Lens diffraction refers to a decrease in the sharpness of the image as you keep closing the aperture down to a small size.
5. Use the Hyperfocal distance
Hyperfocal distance is a complex terminology as it involves lots of mathematical calculations. So much so that even professional photographers find it difficult to explain and even use.
Out in the field without a calculator or a reference chart, it is extremely difficult to even follow the hyperfocal distance. So whatever I am going to discuss is going to be limited to the simpler things.
If you wish to use hyperfocal distance there are apps available on both Apple and Google PlayStore. You can download any of those apps to calculate the hyperfocal distance on the fly.

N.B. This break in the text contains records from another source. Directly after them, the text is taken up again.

PR #1497, opened 2019-11-11
Remove use of map in inputs/outputs tasks and event data

NicolasMahe:
See https://github.com/mesg-foundation/engine/issues/1493 for more details.

Closes https://github.com/mesg-foundation/engine/issues/1493


e2e/testdata/test-service/go.mod
```diff
@@ -3,6 +3,8 @@ module main
 go 1.13
 
 require (
-	github.com/mesg-foundation/engine v0.15.0
+	github.com/Nvveen/Gotty v0.0.0-20120604004816-cd527374f1e5 // indirect
+	github.com/kelseyhightower/envconfig v1.3.0 // indirect
```
krhubert: Those are not needed. I've run go mod tidy

service/service_parameter.go
```diff
@@ -8,25 +8,29 @@ import (
...
 }
 
 // Validate checks if service parameter hash proper types for arrays and objects.
 func (p *Service_Parameter) Validate(value *types.Value) error {
+	isNilOrNullValue := false
 	if value == nil {
+		isNilOrNullValue = true
+	} else {
+		_, isNilOrNullValue = value.GetKind().(*types.Value_NullValue)
+	}
```
krhubert: _, isNilOrNullValue := value.GetKind().(*types.Value_NullValue)
isNilOrNullValue = isNilOrNullValue || value == nil

NicolasMahe:
> What I find really stressful is the fact there will be no more keys... It's very error prone to operate on index (like in processes). Also we lost all the information about key names (in case of error for egzample).

The key still exists in `Service.Parameter` struct. We just don't use them an `index` of another struct. So for errors, we can still display the key with something like `task.Parameter[index].Key`.

> Also I don't like the fact we keep old mesg.yml format because it might be missleading for other dev. We should update it at least in e2e tests.

The current way to implement it is to keep the dev tools as it is (no breaking change on mesg.yml or js lib). But yes I agree we could update it in the future to make it even simpler for everyone ;)

service/service_parameter.go
antho1404: ` || value == nil` is useless because it will panic first if value is `nil` in that case

krhubert:
@NicolasMahe can you confirmt that we can close this PR?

Here is one of them for Android-based phones –
In very simple terms Hyperfocal distance is the distance at which you should be focusing your lens for the greatest depth of field. The applications for hyperfocal distance are the greatest in landscape photography because this is the main genre where you need a vast depth of field.
In landscape photography, if you are focusing on the background your foreground will be completely out of focus. In the same way, if you focus on the foreground your background will be completely out of focus. You need to find a balance between your foreground and your background maximizing the depth of field.

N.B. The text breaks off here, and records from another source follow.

PR #1500, opened 2019-11-14
Test/e2e complex service

krhubert:
More complex service test for https://github.com/mesg-foundation/engine/issues/1446


NicolasMahe:
Why not implementing the complex service directly in the current e2e test service?

krhubert:
To split the tests services and not put everthing into one.

e2e/complex_service_test.go
```diff
@@ -0,0 +1,55 @@
...
+		testServiceHash = resp.Hash
+	})
+
+	t.Run("get", func(t *testing.T) {
+		ctx := metadata.NewOutgoingContext(context.Background(), passmd)
+
+		service, err := client.ServiceClient.Get(ctx, &pb.GetServiceRequest{Hash: testServiceHash})
+		require.NoError(t, err)
+		want := pb.TransformCreateReqToService(req)
+		// TODO: check why the hashes are different
```
NicolasMahe: is it fixed?

e2e/testdata/test-complex-service/main.go
```diff
@@ -0,0 +1,139 @@
...
+	}); err != nil {
+		log.Fatal(err)
+	}
+
+	for {
+		exec, err := stream.Recv()
+		if err != nil {
+			log.Fatal(err)
+		}
+		log.Printf("recive exeuction %s %s\n", exec.TaskKey, exec.Hash)
```
NicolasMahe:
```suggestion
		log.Printf("receive execution %s %s\n", exec.TaskKey, exec.Hash)
```

e2e/complex_service_test.go
```diff
@@ -0,0 +1,53 @@
...
+
+		testServiceHash = resp.Hash
+	})
+
+	t.Run("get", func(t *testing.T) {
+		ctx := metadata.NewOutgoingContext(context.Background(), passmd)
+
+		service, err := client.ServiceClient.Get(ctx, &pb.GetServiceRequest{Hash: testServiceHash})
+		require.NoError(t, err)
+		want := pb.TransformCreateReqToService(req)
```
NicolasMahe: I don't like this `protobuf.TransformCreateReqToService`.
The hash calculation should be done by the service sdk.
And I don't think it makes sense to check if the hash is expected. This is a e2e tests, not a unit test.

NicolasMahe: I suggest to revert this function and not check the expected service hash.

krhubert: Ok we don't need to check it. But `TransformCreateReqToService` should there, but maybe without hash calculation. Sdk pachage shoudn't have logic how transform pb structures

e2e/definition_test.go
```diff
@@ -0,0 +1,142 @@
...
+				Key: "error_ok",
+				Data: []*service.Service_Parameter{
+					{
+						Key:  "msg",
+						Type: "String",
+					},
+				},
+			},
+		},
+		Source: "QmPG1Ze96pH1EgVMWsGKM33jXoG63rigMncSEqZXP7oncq",
```
NicolasMahe: I like to not depend on the cli compilation of the service but we still need to use the cli to archive and upload the source code to ipfs.
Could this hash be at least read from a dedicated file? Or even better, the source code to be uploaded to ipfs every time? Or even, create a local http server to serve the source code when the engine require it (with a modif of the `config.ipfsendpoint`)?

e2e/complex_service_test.go
NicolasMahe: With the discussion of the last meeting, we spoke about bringing the requests closer to the sdk..

e2e/definition_test.go
krhubert: For sure that would be great, but as for now it's kind of overkill feature with questionable benefits.

For dedicated file we need to set up file coping (for local machine, ci). Same for http server.

This could be done but in for sure in differenent PR and with lower priority.

e2e/complex_service_test.go
krhubert: The request yes, but this is transformation and it's different.

krhubert:
@NicolasMahe I've tride to debug it without success, can you take a look on that for few mins?

NicolasMahe:
> @NicolasMahe I've tried to debug it without success, can you take a look on that for few mins?

I improved the test but could not figure how to fix this issue. So the test is now skipped with a FIXME message.

The problem occurs only on the CI and only with a service with at least one dependency. It looks like the dependency is server killed and thus the service is never stopped. I will create an issue and investigate later as it is not blocking.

There are two distinct schools of thought when it comes to hyperfocal distance. One school says that the aperture you set will impact the hyperfocal distance. This comes from the logic that when aperture changes depth of field also changes with it.

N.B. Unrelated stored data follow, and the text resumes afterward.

PR #317, opened 2020-07-01
Sage Breadcrumbs

philschanely:
## Description

Adds a formal Breadcrumbs element and revises the Page Heading object.

#### Basic setup

Screen Shot 2020-07-01 at 5 45 06 PM

#### Page Header Revised

Screen Shot 2020-07-01 at 5 45 25 PM


lib/sage-frontend/stylesheets/system/index.scss
```diff
@@ -45,37 +45,38 @@
 @import "utilities/hidden";
 
 // Elements
-@import "patterns/elements/meter";
-@import "patterns/elements/description";
-@import "patterns/elements/label";
-@import "patterns/elements/tooltip";
+@import "patterns/elements/breadcrumbs";
```
philschanely, line 48: Couldn't help myself here. Just. Had. To. Organize. 😂

app/views/examples/elements/breadcrumbs/_markup.html.erb
```diff
@@ -0,0 +1,15 @@
+<p class="sage-breadcrumbs<%= klass != "" ? " #{klass}" : "" %>">
+  <% if items %>
+    <% items.each_with_index do |item, i| %>
+      <% if i > 0 %>
+        <span class="sage-breadcrumbs__separator">/</span>
```
pixelflips: I'd be interested to hear what others think, but how would you feel about possibly using `::before` along with `content: "/"` to create the separator instead of the `span`?

app/views/examples/elements/breadcrumbs/_markup.html.erb
```diff
@@ -0,0 +1,15 @@
+<p class="sage-breadcrumbs<%= klass != "" ? " #{klass}" : "" %>">
```
pixelflips: Not a show stopper at all, but what do you think about breadcrumbs being marked up as an `ol` vs. using a `p`?

app/views/examples/elements/breadcrumbs/_markup.html.erb
philschanely: I love this idea... I was trying to keep the separator out of the hyperlink hit area by making it a separate thing. I do think I should add aria hidden though. Any pushback?

app/views/examples/elements/breadcrumbs/_markup.html.erb
philschanely: Love this too! 🙌 I do typically prefer lists for things like this. However it adds some complexity where this simpler solution may still read well. On this note perhaps the separators could have an alternative aria label that indicates the path from one page to the next and with us add more purpose to this as a paragraph. Thoughts?

app/views/examples/elements/breadcrumbs/_markup.html.erb
pixelflips: no pushback here, but if we wanted to keep the separator out of the link it might be worth using the `ol` and then we could attach it to the `li` instead.

app/views/examples/elements/breadcrumbs/_markup.html.erb
pixelflips: I was just checking out https://www.w3.org/TR/wai-aria-practices/examples/breadcrumb/index.html and thought I'd bring some of those things up, but definitely not wanting to cause any unwanted complexity.

pixelflips (approved):

app/views/examples/elements/breadcrumbs/_markup.html.erb
philschanely: Good call! I will rework to follow this model!

PR #320, opened 2020-07-07
Extend grid classes

teenwolfblitzer:
## Description
Grew tired of seeing the 'don't extend' warnings from Stylelint. The change here adds placeholders into the grid class generator. I'm still on the fence about this implementation, since generally we shouldn't be extending classes for layout. In either case, these do **not** get output in the compiled CSS.

Also adding a standalone `yarn lint` script in cases when spinning up the server isn't needed.

### Screenshots
No visual changes should be introduced here.

### Steps for testing
1. Visit the documentation site
2. Navigate to "Form section" under "Objects"
3. Verify the object looks and functions as expected with no changes.

## Related

- n/a

### DIFF
--- a/lib/sage-frontend/stylesheets/system/layout/_grid.scss
+++ b/lib/sage-frontend/stylesheets/system/layout/_grid.scss
@@ -54,6 +54,10 @@
 }
 
 @for $sage-i from 1 through $sage-grid-columns {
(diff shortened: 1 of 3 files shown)


teenwolfblitzer:
Closing this pending outcome of Sage grid/layout discussions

The other school of thought states that hyperfocal distance is the point at which acceptable sharpness is equal both in front and behind that point. Even if you were to change the aperture that is not expected to change. And therefore hyperfocal distance is not impacted by the change in aperture. That said, the depth of field will change between two apertures.
6. Always shoot in RAW
RAW format retains all of the data that the camera captured, without processing or losing that data. This means with a RAW file you have the option to push the shadows and get more details out of them, suppress highlights, adjust the mid-tones, adjust sharpness, work on the noise, and do any number of edits to the exposure and color balance. A RAW image is like a lossless format and thus the file size is also larger than a JPEG image.
JPEG on the other hand is a format that is already processed. Either by the camera using the built-in RAW to JPEG processor or by a third-party image processor like Adobe Photoshop or Lightroom or CaptureOne.
Whatever is the source of that JPEG it is already finalized. It does not provide any flexibility in terms of editing the image any further. Any further edits will only degrade the quality of the image and not add anything to it.
7. Learn to master the tricks of post-processing
For landscape, photography post-processing is a must. An integral part of post-processing is to ensure that you achieve a greater dynamic range. Sometimes you have to use HDR techniques where you blend in two or more exposures to achieve that high dynamic range.
You post-processing your images having shot in RAW format is the next logical step. With post-processing you can control the mood of the image by adjusting the color tones, pulling down the exposure of the sky, and pushing the shadows to increase the dynamic range.
These days ISO invariant cameras like the Sony a7III have made it possible to capture a lot of detail in a single exposure. Additionally, these cameras have a low noise threshold and therefore you can push the shadows comfortably up to 4 to 5 stops without the image suffering from too much noise.
8. Bonus tip – Shoot in the right light
Shoot only during the golden hours of the day. These are the times of the day when the sunlight travels parallel to the surface of the earth. You get very high contrast along with perfect illumination of natural formations which is impossible during other times of the day.
The interesting thing is you don’t always have to shoot with the light, you can experiment by shooting against the light and shoot your subject back-lit rather than front-lit.